Excerpted records:
--------------------
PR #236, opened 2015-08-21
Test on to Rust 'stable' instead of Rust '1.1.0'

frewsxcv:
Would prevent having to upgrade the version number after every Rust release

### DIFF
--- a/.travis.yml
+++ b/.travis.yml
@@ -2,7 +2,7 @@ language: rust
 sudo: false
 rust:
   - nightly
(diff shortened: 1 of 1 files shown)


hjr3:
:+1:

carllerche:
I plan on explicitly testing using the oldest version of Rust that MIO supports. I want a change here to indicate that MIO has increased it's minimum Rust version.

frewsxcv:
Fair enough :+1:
--------------------
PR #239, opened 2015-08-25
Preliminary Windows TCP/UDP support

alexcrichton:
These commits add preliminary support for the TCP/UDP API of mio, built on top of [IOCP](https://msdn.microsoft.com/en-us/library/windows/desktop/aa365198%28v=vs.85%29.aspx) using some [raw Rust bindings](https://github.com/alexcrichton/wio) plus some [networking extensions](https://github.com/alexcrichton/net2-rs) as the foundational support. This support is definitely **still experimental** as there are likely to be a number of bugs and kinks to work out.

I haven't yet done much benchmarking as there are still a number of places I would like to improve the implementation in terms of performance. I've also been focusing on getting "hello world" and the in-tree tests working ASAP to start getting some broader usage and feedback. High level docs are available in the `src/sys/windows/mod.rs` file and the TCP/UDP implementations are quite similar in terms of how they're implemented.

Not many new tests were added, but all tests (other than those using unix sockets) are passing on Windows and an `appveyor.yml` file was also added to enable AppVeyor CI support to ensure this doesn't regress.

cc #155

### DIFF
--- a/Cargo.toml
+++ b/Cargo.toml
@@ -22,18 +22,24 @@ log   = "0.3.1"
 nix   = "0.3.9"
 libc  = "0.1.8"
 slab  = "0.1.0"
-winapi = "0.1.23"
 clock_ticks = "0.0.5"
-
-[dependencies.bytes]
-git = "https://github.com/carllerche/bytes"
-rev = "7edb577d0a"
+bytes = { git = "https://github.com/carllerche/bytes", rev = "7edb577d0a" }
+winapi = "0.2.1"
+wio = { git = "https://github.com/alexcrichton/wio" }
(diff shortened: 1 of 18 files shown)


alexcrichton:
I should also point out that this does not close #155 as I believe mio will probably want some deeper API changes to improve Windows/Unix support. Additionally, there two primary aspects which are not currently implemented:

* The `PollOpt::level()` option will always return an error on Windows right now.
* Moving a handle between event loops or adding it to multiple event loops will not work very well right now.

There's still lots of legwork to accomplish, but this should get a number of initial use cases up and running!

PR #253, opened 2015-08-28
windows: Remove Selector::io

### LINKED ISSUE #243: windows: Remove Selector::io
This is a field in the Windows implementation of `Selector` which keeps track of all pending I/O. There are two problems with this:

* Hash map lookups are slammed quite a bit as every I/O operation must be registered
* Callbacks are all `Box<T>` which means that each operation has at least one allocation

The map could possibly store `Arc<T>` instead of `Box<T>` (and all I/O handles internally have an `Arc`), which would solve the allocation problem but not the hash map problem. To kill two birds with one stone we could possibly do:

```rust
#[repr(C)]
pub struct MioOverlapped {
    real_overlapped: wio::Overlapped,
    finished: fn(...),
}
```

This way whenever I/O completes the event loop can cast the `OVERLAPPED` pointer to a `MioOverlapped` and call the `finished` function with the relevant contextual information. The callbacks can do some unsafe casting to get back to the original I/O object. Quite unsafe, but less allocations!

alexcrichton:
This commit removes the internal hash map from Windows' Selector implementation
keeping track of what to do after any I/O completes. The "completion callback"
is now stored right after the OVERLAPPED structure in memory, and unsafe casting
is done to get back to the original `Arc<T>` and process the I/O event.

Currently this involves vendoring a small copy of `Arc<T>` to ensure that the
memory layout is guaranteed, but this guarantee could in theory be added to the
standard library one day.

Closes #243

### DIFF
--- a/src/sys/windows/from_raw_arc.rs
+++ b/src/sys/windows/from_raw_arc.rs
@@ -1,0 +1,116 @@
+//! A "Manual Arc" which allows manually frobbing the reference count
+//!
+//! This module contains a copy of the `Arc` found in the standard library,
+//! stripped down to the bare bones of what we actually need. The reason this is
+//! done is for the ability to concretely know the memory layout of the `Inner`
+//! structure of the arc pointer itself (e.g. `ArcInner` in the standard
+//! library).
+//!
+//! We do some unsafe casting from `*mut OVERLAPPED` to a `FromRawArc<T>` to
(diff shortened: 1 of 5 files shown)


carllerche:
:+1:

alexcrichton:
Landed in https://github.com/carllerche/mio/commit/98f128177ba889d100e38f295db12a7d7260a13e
--------------------
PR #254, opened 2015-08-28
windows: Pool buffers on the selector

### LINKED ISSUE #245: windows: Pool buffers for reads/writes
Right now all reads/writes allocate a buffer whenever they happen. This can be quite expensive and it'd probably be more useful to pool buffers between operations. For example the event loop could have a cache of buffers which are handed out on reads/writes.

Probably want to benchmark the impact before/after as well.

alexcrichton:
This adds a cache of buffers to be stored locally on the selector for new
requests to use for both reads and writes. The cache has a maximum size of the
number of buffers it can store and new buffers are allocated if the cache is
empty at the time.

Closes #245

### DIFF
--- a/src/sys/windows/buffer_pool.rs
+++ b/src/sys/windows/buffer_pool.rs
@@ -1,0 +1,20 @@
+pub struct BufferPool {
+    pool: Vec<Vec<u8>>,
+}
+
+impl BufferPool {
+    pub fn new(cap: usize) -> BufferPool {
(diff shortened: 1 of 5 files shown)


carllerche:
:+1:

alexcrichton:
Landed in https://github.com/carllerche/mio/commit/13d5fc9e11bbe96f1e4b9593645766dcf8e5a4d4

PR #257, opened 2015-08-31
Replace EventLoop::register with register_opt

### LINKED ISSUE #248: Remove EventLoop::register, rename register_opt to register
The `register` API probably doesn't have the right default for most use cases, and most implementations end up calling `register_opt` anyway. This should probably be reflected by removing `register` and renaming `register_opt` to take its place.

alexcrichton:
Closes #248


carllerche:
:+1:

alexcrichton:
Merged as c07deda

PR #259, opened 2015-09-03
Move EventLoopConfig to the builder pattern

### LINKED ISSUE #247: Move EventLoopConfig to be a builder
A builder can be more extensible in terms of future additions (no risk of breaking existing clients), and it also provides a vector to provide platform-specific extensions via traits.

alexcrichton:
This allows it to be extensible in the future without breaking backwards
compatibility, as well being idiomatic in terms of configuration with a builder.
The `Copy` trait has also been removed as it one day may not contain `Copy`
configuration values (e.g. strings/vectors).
--------------------
Exercise instructions: Which lines of the records contain the word "extensible"? Copy each of them.

Task response:
A builder can be more extensible in terms of future additions (no risk of breaking existing clients), and it also provides a vector to provide platform-specific extensions via traits.
This allows it to be extensible in the future without breaking backwards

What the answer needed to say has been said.